Descriptive High Trust Ethics of Northern Europeans

[T]he intra-family system of outbred North Sea Europeans contains these rules:
0) Private property
1) Voluntary Exchange
2) Symmetry and Warranty*
3) Prohibition on Externality*
4) Requirement for Value Added*
5) Prohibition on familial Rents and Free Riding.
6) Prohibition on Socialization of Losses and Privatization of Gains
These additional properties forbid the use of ‘cunning’ in exchange itself, and force all cunning in production, and distribution.

Furthermore in propertarianism, I have added political constraints on contracts (ad laws):

7) Requirement for operational language (as a prevention for obscurantism. Which means propertarian language must be used for contracts and law)
8) Requirement for Calculability ( prohibition on pooling and laundering – this is a complex topic.)
9) The right of exclusion (ostracization).

[T]hese last three topics are the complex matters I have had to wrestle with in Propertarianism. Primarily as a defense against the Continentals, the Culture of Critique, the Postmoderns, and their philosophical heirs. All of whom have adopted the technique of obscurantism from monotheistic religion, and modernized it for advocacy of the state. Unfortunately, the Culture of Critique, Postmodernists, and the Continentals have mastered the art of obscurantism, and as such we must require operational language, and calculability of contracts, as does science, as a means of prohibiting use of obscurant language as means of obtaining discounts (theft).

High Trust Is A Prohibition On Discounts
These rules prohibit discounts. The only reason to eschew violence and engage in exchange is if ALL discounts are prohibited from the market, and therefore, by consequence, all improvements are in the construction and distribution of goods, and NOT in the verbal means of selling those goods.

As Such, All Conflict Is Pressed Into The Market
Not the market for words, but the market for goods and services. And since the only possible means of competing is innovation in production and distribution, then such societies will innovate in production and distribution faster than all others. So not only do such rules that place a prohibition on both violence, theft, and discounts foster peace and prosperity, it fosters innovation, and trust.

As Such,

1. Property is the result of the partial suppression of discounts,
2) Private property is the result of full suppression of discounts
3) Trust is the RESULT of total Suppression of Discounts.

As Such, A Common Law System Can Function
Where a homogenous set of property rights exist, and *ALL* discounts are violations of property rights, demand for intervention is limited to disputes over property via common law courts. Without homogeneity of property rights, and wherever all discounts are not suppressed, then demand for the State increases, since commensurability of discounts is logically impossible. (This is profound if you grasp it.) In other words, under rothbardian ethics, the common law is not possible. Under aristocratic ethics, it is possible.

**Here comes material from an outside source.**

PR #308, opened 2024-08-12
Allow to specify multiple order levels

### LINKED ISSUE #302: Query Designer: Add the possibilty to add more than one order criterion
The UI currently offers only the possibility to give one order criterion. This is to coarse:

Any Science Requires Means of Commensurability
As such Propetarianism provides us with the previously unmet promise of praxeology by changing the theory of human behavior from a deductive a priori form of rationalism, to an empirically descriptive science of all human behavior whose units of measure are property, and whose truths and falsehoods are involuntary transfers via discounts.

Praxeology: (Action, Property, Calculation and Incentives), supplies us with a science of human action, if we treat property as DESCRIPTIVE rather than NORMATIVE.

1) Reason renders words and concepts commensurable.
2) Numbers render countable objects commensurable
3) Measurements render relations commensurable
4) Physics renders physical causes commensurable.
5) Money renders goods and services commensurable
6) Property renders cooperation (ethics, morals, politics) commensurable

One response to “Descriptive High Trust Ethics of Northern Europeans”

  1. Nice work. I’ve always thought that deductive, a priori forms of rationalism would run into problems when faced with questions that needed a “measurement” of human behavior, or the “human-behavior commensurability problem”.

    Your insight on treating property as descriptive rather than normative is really intriguing; it just “clicks”. I’m hoping to see more discussion around this down the line.

    Keep on truckin’ Curt – you may be on to something big here my friend.